Directions for this task:
Every line in the data below from the one containing "Matrix4, Quaternion, Vector3" down to the one containing "a target object", both included, must be retyped exactly; no other line is to appear.

──────── Working data

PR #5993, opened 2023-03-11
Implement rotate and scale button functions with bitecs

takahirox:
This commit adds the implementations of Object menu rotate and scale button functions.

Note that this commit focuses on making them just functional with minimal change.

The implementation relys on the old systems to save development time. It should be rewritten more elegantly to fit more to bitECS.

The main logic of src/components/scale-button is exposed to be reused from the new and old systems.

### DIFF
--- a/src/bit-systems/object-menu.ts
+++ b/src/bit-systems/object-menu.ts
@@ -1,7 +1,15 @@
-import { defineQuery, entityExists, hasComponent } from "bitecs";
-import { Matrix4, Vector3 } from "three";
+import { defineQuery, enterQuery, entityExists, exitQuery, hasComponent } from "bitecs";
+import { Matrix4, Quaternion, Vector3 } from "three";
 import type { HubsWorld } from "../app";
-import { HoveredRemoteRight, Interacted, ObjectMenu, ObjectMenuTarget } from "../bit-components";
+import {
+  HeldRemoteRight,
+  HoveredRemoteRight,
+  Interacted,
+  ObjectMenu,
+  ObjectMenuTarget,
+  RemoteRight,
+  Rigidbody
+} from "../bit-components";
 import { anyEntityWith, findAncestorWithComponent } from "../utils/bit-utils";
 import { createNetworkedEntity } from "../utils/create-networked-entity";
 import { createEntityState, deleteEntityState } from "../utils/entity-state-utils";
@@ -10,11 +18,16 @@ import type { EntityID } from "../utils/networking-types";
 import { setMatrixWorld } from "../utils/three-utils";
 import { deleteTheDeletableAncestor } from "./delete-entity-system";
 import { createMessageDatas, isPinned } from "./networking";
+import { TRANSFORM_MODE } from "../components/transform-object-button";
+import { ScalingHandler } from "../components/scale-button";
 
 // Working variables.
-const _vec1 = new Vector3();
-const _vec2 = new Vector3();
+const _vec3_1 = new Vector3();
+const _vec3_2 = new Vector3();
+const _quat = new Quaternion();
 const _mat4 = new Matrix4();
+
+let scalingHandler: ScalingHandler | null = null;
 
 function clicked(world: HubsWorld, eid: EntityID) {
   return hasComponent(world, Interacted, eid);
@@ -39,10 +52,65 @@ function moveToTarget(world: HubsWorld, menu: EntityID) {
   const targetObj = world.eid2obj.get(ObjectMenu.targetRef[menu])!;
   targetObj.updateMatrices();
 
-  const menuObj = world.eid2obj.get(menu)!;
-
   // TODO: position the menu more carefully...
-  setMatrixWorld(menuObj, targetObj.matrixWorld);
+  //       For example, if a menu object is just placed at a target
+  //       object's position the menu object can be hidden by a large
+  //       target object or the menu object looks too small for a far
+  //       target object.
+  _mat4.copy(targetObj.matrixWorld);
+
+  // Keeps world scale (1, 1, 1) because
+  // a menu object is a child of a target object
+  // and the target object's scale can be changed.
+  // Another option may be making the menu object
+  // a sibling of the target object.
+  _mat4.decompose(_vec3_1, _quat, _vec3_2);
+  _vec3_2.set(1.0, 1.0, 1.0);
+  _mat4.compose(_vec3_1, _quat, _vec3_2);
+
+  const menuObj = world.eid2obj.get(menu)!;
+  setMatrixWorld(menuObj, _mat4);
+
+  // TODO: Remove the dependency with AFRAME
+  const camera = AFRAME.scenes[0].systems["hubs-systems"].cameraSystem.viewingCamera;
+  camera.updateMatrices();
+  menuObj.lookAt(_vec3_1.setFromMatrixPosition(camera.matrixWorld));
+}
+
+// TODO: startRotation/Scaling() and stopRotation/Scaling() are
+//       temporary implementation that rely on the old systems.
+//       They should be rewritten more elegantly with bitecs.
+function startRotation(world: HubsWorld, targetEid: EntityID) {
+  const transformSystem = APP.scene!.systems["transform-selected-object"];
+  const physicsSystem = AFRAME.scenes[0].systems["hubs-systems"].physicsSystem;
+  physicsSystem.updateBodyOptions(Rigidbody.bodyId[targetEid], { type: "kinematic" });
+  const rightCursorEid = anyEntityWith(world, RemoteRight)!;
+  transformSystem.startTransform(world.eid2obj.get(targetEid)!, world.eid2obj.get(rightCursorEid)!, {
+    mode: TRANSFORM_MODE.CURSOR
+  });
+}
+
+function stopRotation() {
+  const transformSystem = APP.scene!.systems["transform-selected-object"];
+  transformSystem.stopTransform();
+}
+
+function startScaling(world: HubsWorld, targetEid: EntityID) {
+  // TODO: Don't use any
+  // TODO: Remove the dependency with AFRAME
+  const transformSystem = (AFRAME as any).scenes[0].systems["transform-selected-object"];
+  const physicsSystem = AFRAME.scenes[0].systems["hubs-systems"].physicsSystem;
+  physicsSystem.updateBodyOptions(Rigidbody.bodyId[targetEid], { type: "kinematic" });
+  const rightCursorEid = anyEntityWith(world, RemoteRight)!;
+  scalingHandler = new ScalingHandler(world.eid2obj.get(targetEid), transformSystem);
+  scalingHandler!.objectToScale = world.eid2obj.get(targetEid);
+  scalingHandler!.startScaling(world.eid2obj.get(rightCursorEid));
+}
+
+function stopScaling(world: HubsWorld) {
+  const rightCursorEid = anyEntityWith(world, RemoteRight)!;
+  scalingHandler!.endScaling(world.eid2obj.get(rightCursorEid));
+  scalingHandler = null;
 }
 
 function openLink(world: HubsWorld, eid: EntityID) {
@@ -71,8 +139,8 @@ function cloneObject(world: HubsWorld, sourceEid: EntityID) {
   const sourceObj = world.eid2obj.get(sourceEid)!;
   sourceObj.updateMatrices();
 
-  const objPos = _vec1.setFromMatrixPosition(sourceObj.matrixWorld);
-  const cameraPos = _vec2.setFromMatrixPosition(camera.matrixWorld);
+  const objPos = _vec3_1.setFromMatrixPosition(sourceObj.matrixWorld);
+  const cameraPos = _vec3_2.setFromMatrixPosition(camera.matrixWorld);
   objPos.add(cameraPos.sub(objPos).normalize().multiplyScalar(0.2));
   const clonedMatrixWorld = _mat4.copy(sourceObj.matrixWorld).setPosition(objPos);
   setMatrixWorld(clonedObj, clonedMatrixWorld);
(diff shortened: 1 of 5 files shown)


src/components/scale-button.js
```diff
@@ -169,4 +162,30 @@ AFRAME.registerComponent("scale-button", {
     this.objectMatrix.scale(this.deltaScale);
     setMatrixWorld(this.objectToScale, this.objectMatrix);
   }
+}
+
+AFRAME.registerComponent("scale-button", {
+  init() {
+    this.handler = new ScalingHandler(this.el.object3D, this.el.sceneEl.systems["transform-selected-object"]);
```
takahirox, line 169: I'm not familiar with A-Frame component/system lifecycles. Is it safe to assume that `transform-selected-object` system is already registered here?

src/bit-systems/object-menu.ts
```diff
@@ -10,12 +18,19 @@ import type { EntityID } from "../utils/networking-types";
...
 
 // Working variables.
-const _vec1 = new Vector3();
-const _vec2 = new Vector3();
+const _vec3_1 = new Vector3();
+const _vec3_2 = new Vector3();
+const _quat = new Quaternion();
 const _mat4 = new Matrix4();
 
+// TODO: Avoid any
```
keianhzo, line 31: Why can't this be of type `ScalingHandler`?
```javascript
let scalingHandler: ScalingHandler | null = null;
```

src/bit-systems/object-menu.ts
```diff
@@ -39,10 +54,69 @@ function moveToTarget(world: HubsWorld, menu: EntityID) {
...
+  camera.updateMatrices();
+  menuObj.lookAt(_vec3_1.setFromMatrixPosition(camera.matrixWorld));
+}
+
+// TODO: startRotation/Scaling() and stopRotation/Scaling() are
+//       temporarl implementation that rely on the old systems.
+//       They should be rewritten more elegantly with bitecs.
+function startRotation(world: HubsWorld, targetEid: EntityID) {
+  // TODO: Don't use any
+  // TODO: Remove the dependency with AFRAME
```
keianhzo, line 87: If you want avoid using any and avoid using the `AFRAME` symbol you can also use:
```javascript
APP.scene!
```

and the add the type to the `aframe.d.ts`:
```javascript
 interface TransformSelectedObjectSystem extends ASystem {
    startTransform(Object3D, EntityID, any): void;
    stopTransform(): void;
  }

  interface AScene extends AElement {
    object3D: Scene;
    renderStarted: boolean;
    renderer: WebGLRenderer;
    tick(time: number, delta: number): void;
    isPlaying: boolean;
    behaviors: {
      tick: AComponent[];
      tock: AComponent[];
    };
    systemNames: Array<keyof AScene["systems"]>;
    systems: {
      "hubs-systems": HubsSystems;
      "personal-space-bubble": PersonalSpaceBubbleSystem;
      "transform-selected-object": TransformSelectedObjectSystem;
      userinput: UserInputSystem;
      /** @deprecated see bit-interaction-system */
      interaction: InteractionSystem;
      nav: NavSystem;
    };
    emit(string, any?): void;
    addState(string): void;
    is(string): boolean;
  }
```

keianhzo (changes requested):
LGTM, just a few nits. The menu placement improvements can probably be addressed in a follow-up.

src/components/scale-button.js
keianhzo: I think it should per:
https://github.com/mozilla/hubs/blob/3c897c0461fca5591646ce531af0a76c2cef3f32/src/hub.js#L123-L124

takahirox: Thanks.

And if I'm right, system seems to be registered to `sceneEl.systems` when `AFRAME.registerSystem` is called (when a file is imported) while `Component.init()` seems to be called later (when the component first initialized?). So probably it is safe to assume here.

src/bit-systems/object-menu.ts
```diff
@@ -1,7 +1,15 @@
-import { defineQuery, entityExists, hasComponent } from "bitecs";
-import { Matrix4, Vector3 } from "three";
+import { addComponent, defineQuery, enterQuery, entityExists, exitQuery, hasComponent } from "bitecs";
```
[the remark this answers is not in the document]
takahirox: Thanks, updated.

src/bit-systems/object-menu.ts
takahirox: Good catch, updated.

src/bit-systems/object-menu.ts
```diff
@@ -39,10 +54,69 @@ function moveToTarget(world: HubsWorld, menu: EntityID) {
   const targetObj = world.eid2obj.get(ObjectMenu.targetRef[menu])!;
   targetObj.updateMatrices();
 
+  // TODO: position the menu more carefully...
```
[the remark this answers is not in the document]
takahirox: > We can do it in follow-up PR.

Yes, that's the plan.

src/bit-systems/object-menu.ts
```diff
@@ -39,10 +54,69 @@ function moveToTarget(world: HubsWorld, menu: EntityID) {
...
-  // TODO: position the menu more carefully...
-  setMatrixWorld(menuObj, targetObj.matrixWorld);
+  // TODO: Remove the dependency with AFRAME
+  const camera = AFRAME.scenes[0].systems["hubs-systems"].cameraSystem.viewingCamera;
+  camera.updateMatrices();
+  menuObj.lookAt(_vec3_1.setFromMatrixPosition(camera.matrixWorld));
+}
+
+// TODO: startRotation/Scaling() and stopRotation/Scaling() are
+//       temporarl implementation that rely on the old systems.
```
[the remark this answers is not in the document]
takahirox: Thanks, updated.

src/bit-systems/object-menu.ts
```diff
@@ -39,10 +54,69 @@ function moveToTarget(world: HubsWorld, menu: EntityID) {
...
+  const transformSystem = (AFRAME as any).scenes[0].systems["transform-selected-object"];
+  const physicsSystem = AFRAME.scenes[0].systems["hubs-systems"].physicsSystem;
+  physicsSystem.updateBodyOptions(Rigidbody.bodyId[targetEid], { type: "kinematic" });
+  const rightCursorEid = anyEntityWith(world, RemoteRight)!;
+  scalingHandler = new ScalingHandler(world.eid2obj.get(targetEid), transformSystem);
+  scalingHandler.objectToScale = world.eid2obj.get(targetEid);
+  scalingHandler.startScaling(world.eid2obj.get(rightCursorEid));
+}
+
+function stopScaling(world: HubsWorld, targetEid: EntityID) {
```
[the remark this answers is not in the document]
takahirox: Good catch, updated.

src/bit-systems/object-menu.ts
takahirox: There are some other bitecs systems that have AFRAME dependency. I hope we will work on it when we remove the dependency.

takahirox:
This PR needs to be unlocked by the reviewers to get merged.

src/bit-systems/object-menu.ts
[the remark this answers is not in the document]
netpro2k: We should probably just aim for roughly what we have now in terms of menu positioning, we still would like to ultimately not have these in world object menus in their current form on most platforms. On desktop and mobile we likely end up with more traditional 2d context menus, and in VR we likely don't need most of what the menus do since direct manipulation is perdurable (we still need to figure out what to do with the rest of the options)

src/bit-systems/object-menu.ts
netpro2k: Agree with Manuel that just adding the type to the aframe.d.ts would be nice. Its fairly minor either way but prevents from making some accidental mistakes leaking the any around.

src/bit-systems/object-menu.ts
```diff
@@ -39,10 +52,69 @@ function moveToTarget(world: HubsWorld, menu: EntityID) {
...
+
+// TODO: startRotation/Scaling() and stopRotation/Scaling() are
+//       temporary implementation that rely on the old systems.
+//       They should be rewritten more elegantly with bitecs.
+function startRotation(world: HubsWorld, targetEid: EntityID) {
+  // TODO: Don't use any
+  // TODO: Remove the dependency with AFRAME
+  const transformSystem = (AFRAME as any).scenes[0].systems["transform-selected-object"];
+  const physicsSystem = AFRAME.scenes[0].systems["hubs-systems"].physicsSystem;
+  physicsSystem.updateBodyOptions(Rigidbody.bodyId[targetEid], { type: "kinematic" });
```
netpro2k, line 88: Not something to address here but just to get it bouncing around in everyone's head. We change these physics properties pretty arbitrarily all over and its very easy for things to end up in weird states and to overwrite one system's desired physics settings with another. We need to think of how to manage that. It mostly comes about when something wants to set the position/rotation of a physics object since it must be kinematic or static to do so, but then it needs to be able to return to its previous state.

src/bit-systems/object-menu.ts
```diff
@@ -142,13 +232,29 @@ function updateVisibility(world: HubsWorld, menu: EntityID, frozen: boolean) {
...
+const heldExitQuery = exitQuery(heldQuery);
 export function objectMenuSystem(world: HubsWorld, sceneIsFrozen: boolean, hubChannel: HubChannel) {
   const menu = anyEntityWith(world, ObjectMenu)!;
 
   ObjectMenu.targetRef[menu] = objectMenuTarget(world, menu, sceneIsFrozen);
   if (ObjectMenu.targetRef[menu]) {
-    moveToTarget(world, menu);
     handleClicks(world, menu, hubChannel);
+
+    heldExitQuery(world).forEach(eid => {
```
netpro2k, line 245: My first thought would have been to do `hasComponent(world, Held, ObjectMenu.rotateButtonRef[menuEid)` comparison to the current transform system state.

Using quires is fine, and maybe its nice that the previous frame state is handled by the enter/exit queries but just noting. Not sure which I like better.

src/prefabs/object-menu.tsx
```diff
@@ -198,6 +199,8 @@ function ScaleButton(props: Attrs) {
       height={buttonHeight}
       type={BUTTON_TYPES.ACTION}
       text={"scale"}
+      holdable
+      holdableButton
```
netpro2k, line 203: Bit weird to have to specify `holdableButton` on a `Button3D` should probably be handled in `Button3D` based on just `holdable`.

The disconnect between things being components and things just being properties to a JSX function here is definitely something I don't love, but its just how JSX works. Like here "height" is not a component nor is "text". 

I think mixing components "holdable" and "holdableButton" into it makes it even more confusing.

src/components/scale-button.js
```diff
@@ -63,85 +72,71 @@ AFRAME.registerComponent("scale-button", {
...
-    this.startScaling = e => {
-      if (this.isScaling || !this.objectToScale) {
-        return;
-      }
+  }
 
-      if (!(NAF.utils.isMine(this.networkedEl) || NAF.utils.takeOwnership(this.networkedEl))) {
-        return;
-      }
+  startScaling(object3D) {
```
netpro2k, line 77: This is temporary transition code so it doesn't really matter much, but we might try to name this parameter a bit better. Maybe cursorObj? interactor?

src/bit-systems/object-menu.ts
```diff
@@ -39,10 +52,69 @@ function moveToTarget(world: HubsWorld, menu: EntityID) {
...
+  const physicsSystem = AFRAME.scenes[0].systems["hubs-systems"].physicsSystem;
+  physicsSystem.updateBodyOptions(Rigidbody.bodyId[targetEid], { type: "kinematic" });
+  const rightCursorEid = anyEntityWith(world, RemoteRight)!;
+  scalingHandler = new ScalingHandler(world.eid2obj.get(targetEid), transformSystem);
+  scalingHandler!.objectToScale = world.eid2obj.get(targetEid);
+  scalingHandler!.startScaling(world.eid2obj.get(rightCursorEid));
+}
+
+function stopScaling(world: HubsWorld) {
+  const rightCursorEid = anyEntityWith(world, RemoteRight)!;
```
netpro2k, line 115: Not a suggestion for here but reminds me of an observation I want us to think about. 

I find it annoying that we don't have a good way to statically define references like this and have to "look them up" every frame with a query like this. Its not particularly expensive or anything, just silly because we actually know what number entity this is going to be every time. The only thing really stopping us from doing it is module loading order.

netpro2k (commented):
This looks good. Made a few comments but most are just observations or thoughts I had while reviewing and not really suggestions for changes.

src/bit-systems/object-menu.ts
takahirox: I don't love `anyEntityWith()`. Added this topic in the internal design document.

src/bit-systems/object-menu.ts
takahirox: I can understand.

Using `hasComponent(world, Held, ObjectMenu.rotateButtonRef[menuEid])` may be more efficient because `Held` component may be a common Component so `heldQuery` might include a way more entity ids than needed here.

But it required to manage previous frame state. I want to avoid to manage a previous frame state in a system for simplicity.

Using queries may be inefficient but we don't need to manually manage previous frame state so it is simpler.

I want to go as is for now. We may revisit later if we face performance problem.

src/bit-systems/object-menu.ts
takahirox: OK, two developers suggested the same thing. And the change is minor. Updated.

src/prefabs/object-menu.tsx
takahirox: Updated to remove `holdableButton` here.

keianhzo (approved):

────────────────

Result of the task:
+import { Matrix4, Quaternion, Vector3 } from "three";
 import type { HubsWorld } from "../app";
-import { HoveredRemoteRight, Interacted, ObjectMenu, ObjectMenuTarget } from "../bit-components";
+import {
+  HeldRemoteRight,
+  HoveredRemoteRight,
+  Interacted,
+  ObjectMenu,
+  ObjectMenuTarget,
+  RemoteRight,
+  Rigidbody
+} from "../bit-components";
 import { anyEntityWith, findAncestorWithComponent } from "../utils/bit-utils";
 import { createNetworkedEntity } from "../utils/create-networked-entity";
 import { createEntityState, deleteEntityState } from "../utils/entity-state-utils";
@@ -10,11 +18,16 @@ import type { EntityID } from "../utils/networking-types";
 import { setMatrixWorld } from "../utils/three-utils";
 import { deleteTheDeletableAncestor } from "./delete-entity-system";
 import { createMessageDatas, isPinned } from "./networking";
+import { TRANSFORM_MODE } from "../components/transform-object-button";
+import { ScalingHandler } from "../components/scale-button";
 
 // Working variables.
-const _vec1 = new Vector3();
-const _vec2 = new Vector3();
+const _vec3_1 = new Vector3();
+const _vec3_2 = new Vector3();
+const _quat = new Quaternion();
 const _mat4 = new Matrix4();
+
+let scalingHandler: ScalingHandler | null = null;
 
 function clicked(world: HubsWorld, eid: EntityID) {
   return hasComponent(world, Interacted, eid);
@@ -39,10 +52,65 @@ function moveToTarget(world: HubsWorld, menu: EntityID) {
   const targetObj = world.eid2obj.get(ObjectMenu.targetRef[menu])!;
   targetObj.updateMatrices();
 
-  const menuObj = world.eid2obj.get(menu)!;
-
   // TODO: position the menu more carefully...
-  setMatrixWorld(menuObj, targetObj.matrixWorld);
+  //       For example, if a menu object is just placed at a target
+  //       object's position the menu object can be hidden by a large
+  //       target object or the menu object looks too small for a far
+  //       target object.
+  _mat4.copy(targetObj.matrixWorld);
+
+  // Keeps world scale (1, 1, 1) because
+  // a menu object is a child of a target object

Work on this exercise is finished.